Step 3 Let \(\widetilde{\varvec{\beta }}^{(-1)}=\varvec{\beta }_0^{(-1)}-\varvec{\Psi }_1^{-1}P_n\phi _{\varvec{\beta }_0,\mathbf{m}}\), we have

$$\begin{aligned} {\mathbb {G}}_n\left( \phi _{\widetilde{\varvec{\beta }},\widehat{\mathbf{m}}}-\phi _{\varvec{\beta }_0,\mathbf{m}}\right) =o_p(1). \end{aligned}$$

In fact, it is easy to see by central limit theorem that \(\Vert \widetilde{\varvec{\beta }}-\varvec{\beta }_0\Vert =O_p\left( n^{-1/2}\right) \) and the proof is similar to Step 1 (actually only \(\Vert \widetilde{\varvec{\beta }}-\varvec{\beta }_0\Vert =o_p(1)\) is needed here).

Step 4 \(\sqrt{n}P_n\phi _{\widetilde{\varvec{\beta }},\widehat{\mathbf{m}}}=o_p(1)\).
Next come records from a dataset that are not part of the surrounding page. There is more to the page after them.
PR #1964, opened 2026-07-14
Make Item/ItemMod classes so InventoryManager mutations reach the UI (#1957)

### LINKED ISSUE #1957: InventoryManager mutates raw Map items while the UI reads $state proxies — favorite/equip/mod changes never render
`InventoryManager.unlockedItems` is a plain `Map<number, Item>` (`inventory-manager.ts:48`), which neither `statify` nor Svelte's `$state` proxies (`statify.svelte.ts:82-101` only proxies plain-object/array fields, per its own doc note). Every mutation path that resolves an item via `this.unlockedItems.get(itemId)` therefore writes to the **raw** item object, while the inventory grid reads the **same item through the proxied `items` array**. Svelte 5's `$state` proxy never writes through to the underlying target and never re-reads it once a property source is materialized — so these mutations are permanently invisible to the UI.

**Raw-write sites:** `setFavorite` (`inventory-manager.ts:341`), `applyEquip` (`:427-429`), `unequipItem` (`:239-240`), `applyMod`/`removeMod` (`:277`/`:305`), `refreshItemAttributes` (`:436-439`). The doc comments at `:56-62`/`:449-455` claim the opposite (that consumers observe these mutations reactively) and are wrong.

**Verified empirically** (vitest, real `InventoryManager` + real `statify`, only socket/staticData mocked): a `$derived` over `manager.items[0]?.favorite` stays `false` after `setFavorite(1, true)` resolves even though `unlockedItems.get(1)?.favorite === true`; same for `equipped` after `equipItem`.

**User-visible symptoms** (traced through the actual component paths):
- The grid favorite star (`GridSlot.svelte:48-59`) never toggles on click; clicking again re-sends `favorite: true` because the view re-reads the stale proxy (`inventory-view.svelte.ts:237-241`). It only corrects after a `publish()` (new unlock) or re-login.
- The grid tile's equipped marker/tint (`GridSlot.svelte:26,65-67`) goes stale after equip/unequip (the equipped **rail** stays correct only because `equippedSlots` is wholesale-reassigned).
- The item drawer receives `view.selected` — resolved off the raw, untracked Map (`inventory-view.svelte.ts:81-87`) — so applying/removing a mod shows nothing until the drawer is closed and reopened (`ModSlots.svelte:6`; `ItemDrawer.svelte:75`'s "it recomputes as mods are applied/removed" comment is false), and the drawer's Equip/Unequip label (`ItemDrawer.svelte:61`) doesn't flip after the action.
- Battle correctness is **unaffected**: the engine reads the reassigned `equipmentStatsCache`, and rollback closures restore the same raw objects they snapshotted.

**Why tests never caught it:** `Inventory.test.ts` mocks the whole manager, `GridSlot.test.ts` passes items as plain props, and `inventory-manager.test.ts` asserts only raw `unlockedItems.get(…)` state — no test spans manager mutation → proxied UI read.

**Suggested fix:** give the item objects one shared reactive identity across both access paths — e.g. statify/`$state`-proxy items on insertion (or store the published proxies in the map and resolve mutations through them). Note `PlayerManager`/`Battler` don't have this problem because they always read+write through their own proxied public fields — the raw-Map mixing is unique to `InventoryManager`. Whatever the shape: add a regression test asserting a `$derived` over `manager.items[…].favorite`/`equipped`/`appliedMods` observes each mutation, and fix the misleading doc comments on `items`/`publish()` and `ItemDrawer.attributeMap`.

ginderjeremiah:
## Summary

`InventoryManager.unlockedItems` (a `Map`) never rendered a mutation without a reload — favorite toggles, equip/unequip, and mod apply/remove all silently failed to update the grid, the equipped rail, and the item drawer until the page was refreshed.

**Root cause:** `Item` and `ItemMod` (`UI/src/lib/battle/item.ts`, `item-mod.ts`) were plain object literals, not classes. `statify`'s `isClass()` check only recognizes real class instances — a plain object falls through to Svelte's own native `$state` deep-proxy instead. That proxy wraps a value differently *per container that reads it*: the `items`/`equippedSlots` arrays each produced their own proxied copy of an item, while `unlockedItems` (a `Map`, which Svelte's `$state` never deep-proxies) kept the raw, unproxied object. Every mutation path (`setFavorite`, `equipItem`, `applyMod`, …) resolves its target via `unlockedItems.get(id)` and writes to that raw object — a different identity than whatever the UI actually reads through `items`/`equippedSlots`, so the write was invisible.

Verified empirically with a `$effect.root`/`$derived` harness against the real `InventoryManager` + `statify` (no mocks) before writing the fix — confirmed the divergence, then confirmed the fix closes it.

**Fix:** convert `Item`/`ItemMod` to real classes, matching the existing `Battler`/`Skill` convention (called out in the issue as already avoiding this pitfall). `statify` then defines each item's field accessors once, directly on the object, so every container that references it — the Map, `items`, `equippedSlots` — shares one identity and one set of reactive fields.

## Changes

- **`item.ts` / `item-mod.ts`**: `Item`/`ItemMod` are now classes constructed via `newItem`/`newItemMod`, preserving their existing public shape and call sites.
- **`inventory-manager.ts`**: expanded the `items` field's doc comment to explain the identity invariant the fix relies on (`Item`/`ItemMod` must stay classes), so a future regression is documented rather than silent.
- **New test** `inventory-manager-reactivity.svelte.test.ts`: a `statify`-wrapped `InventoryManager` exercised through a real `$derived`, asserting `favorite`, `equipped`, and `appliedMods` are observed live through `manager.items` after `setFavorite`/`equipItem`/`unequipItem`/`applyMod`/`removeMod` — this is the regression coverage the issue asked for (it fails on the pre-fix code, confirmed while developing the fix).

## Test plan

- [x] `npx vitest run` — 3665/3665 unit tests pass (including the 3 new regression tests)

Rewriting the result in Step 3 as

$$\begin{aligned} \sqrt{n}P_n\phi _{\widetilde{\varvec{\beta }},\widehat{\mathbf{m}}}=\sqrt{n}P\left( \phi _{\widetilde{\varvec{\beta }},\widehat{\mathbf{m}}}-\phi _{\varvec{\beta }_0,\mathbf{m}}\right) +\sqrt{n}P_n\phi _{\varvec{\beta }_0,\mathbf{m}}+o_p(1), \end{aligned}$$

using the same arguments as in Step 2, we have

$$\begin{aligned} \sqrt{n}P\left( \phi _{\widetilde{\varvec{\beta }},\widehat{\mathbf{m}}}-\phi _{\varvec{\beta }_0,\mathbf{m}}\right) =\varvec{\Psi }_1\sqrt{n}(\widetilde{\varvec{\beta }}^{(-1)}-\varvec{\beta }_0^{(-1)})+o_p(1), \end{aligned}$$

and thus

$$\begin{aligned} \sqrt{n}P_n\phi _{\widetilde{\varvec{\beta }},\widehat{\mathbf{m}}}= \varvec{\Psi }_1\sqrt{n}\left( \widetilde{\varvec{\beta }}^{(-1)}-\varvec{\beta }_0^{(-1)}\right) +\sqrt{n}P_n\phi _{\varvec{\beta }_0,\mathbf{m}}+o_p(1)=o_p(1), \end{aligned}$$

by the definition of \(\widetilde{\varvec{\beta }}\).

Step 5 Finish the proof. Since \(\widehat{\varvec{\beta }}\) minimizes \(\Vert \sqrt{n}P_n\phi _{\varvec{\beta },\widehat{\mathbf{m}}}\Vert \) (up to an \(o_p(1)\) term), we have \(|\sqrt{n}P_n\phi _{\widehat{\varvec{\beta }},\widehat{\mathbf{m}}}|\le |\sqrt{n}P_n\phi _{\widetilde{\varvec{\beta }},\widehat{\mathbf{m}}}|+o_p(1)=o_p(1)\).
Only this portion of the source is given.